> **MATERIAL SHOWN**
****************

PR #76, opened 2022-11-14
Make kbuild-output input required in all actions

danielocfb:
At this point, there is no reason to build without KBUILD_OUTPUT specified: maintaining additional code paths that build that way is just a burden and there is no benefit of building within the source tree versus outside of it.
Hence, this change proposes making the kbuild-output argument to the various actions mandatory. It's already provided by all clients, so there is no effective change.

### DIFF
--- a/build-linux/action.yml
+++ b/build-linux/action.yml
@@ -9,7 +9,7 @@ inputs:
     default: 'gcc'
   kbuild-output:
     description: 'relative or absolute path to use for storing build artifacts'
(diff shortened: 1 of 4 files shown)


danielocfb:
libbpf: https://github.com/libbpf/libbpf/actions/runs/3464283925
bpf: https://github.com/kernel-patches/bpf/actions/runs/3464298584

chantra (approved):

PR #80, opened 2022-11-28
ansible: use arch specific runners

chantra:
With s390x runners being built by kernel-patches/runner, we can now get rid of the logic to build the runners on s390x and instead pull the readily available s390x runner from the container repository.


danielocfb (approved):
Seems fine to me.

chantra:
This has been pushed on all servers. Landing.

PR #81, opened 2023-01-18
[ansible][ci] Disable runner auto-update

chantra:
When the containers try to auto-update, they need to restart, which cause them to come back on the old version. If the server instruct the runner to update again, we can end up in continuously restarting the runner without doing any meaningful work.

Our runners are being updated by a separate job [0] which produce a new container nightly and eventually pick up the update, so we don't really need the auto-update feature.

[0] https://github.com/kernel-patches/runner


chantra:
This was tested by pushing the change to our runners.

danielocfb (approved):
Looks reasonable to me, thanks.

PR #86, opened 2023-02-08
default to llvm 16

chantra:
This change get us back onto llvm-16 by default as it seemsthat currently, qemu VMs are failing to boot when the kernel is built with llvm 17, it is very likely related to
https://github.com/ClangBuiltLinux/linux/issues/1800 .

Because of the layout of LLVM's apt repo, unless the version is the latest they distribute, the repository distro need to use the version number as suffix.

### DIFF
--- a/helpers.sh
+++ b/helpers.sh
@@ -39,6 +39,11 @@ print_notice() {
 
 # No arguments
 llvm_default_version() {
+  echo "16"
+}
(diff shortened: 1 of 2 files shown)


danielocfb (approved):
Looks good to me. Thanks for looking into this issue!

****************

> **DIRECTIONS**
Every line of the material above must be set down again exactly.

> **ANSWER TO THIS PROBLEM**
PR #76, opened 2022-11-14
Make kbuild-output input required in all actions

danielocfb:
At this point, there is no reason to build without KBUILD_OUTPUT specified: maintaining additional code paths that build that way is just a burden and there is no benefit of building within the source tree versus outside of it.
Hence, this change proposes making the kbuild-output argument to the various actions mandatory. It's already provided by all clients, so there is no effective change.

### DIFF
--- a/build-linux/action.yml
+++ b/build-linux/action.yml
@@ -9,7 +9,7 @@ inputs:
     default: 'gcc'
   kbuild-output:
     description: 'relative or absolute path to use for storing build artifacts'
(diff shortened: 1 of 4 files shown)


danielocfb:
libbpf: https://github.com/libbpf/libbpf/actions/runs/3464283925
bpf: https://github.com/kernel-patches/bpf/actions/runs/3464298584

chantra (approved):

PR #80, opened 2022-11-28
ansible: use arch specific runners

chantra:
With s390x runners being built by kernel-patches/runner, we can now get rid of the logic to build the runners on s390x and instead pull the readily available s390x runner from the container repository.


danielocfb (approved):
Seems fine to me.

chantra:
This has been pushed on all servers. Landing.

PR #81, opened 2023-01-18
[ansible][ci] Disable runner auto-update

chantra:
When the containers try to auto-update, they need to restart, which cause them to come back on the old version. If the server instruct the runner to update again, we can end up in continuously restarting the runner without doing any meaningful work.

Our runners are being updated by a separate job [0] which produce a new container nightly and eventually pick up the update, so we don't really need the auto-update feature.

[0] https://github.com/kernel-patches/runner


chantra:
This was tested by pushing the change to our runners.

danielocfb (approved):
Looks reasonable to me, thanks.

PR #86, opened 2023-02-08
default to llvm 16

chantra:
This change get us back onto llvm-16 by default as it seemsthat currently, qemu VMs are failing to boot when the kernel is built with llvm 17, it is very likely related to
https://github.com/ClangBuiltLinux/linux/issues/1800 .

Because of the layout of LLVM's apt repo, unless the version is the latest they distribute, the repository distro need to use the version number as suffix.

### DIFF
--- a/helpers.sh
+++ b/helpers.sh
@@ -39,6 +39,11 @@ print_notice() {
 
 # No arguments
 llvm_default_version() {
+  echo "16"
+}
(diff shortened: 1 of 2 files shown)


danielocfb (approved):
Looks good to me. Thanks for looking into this issue!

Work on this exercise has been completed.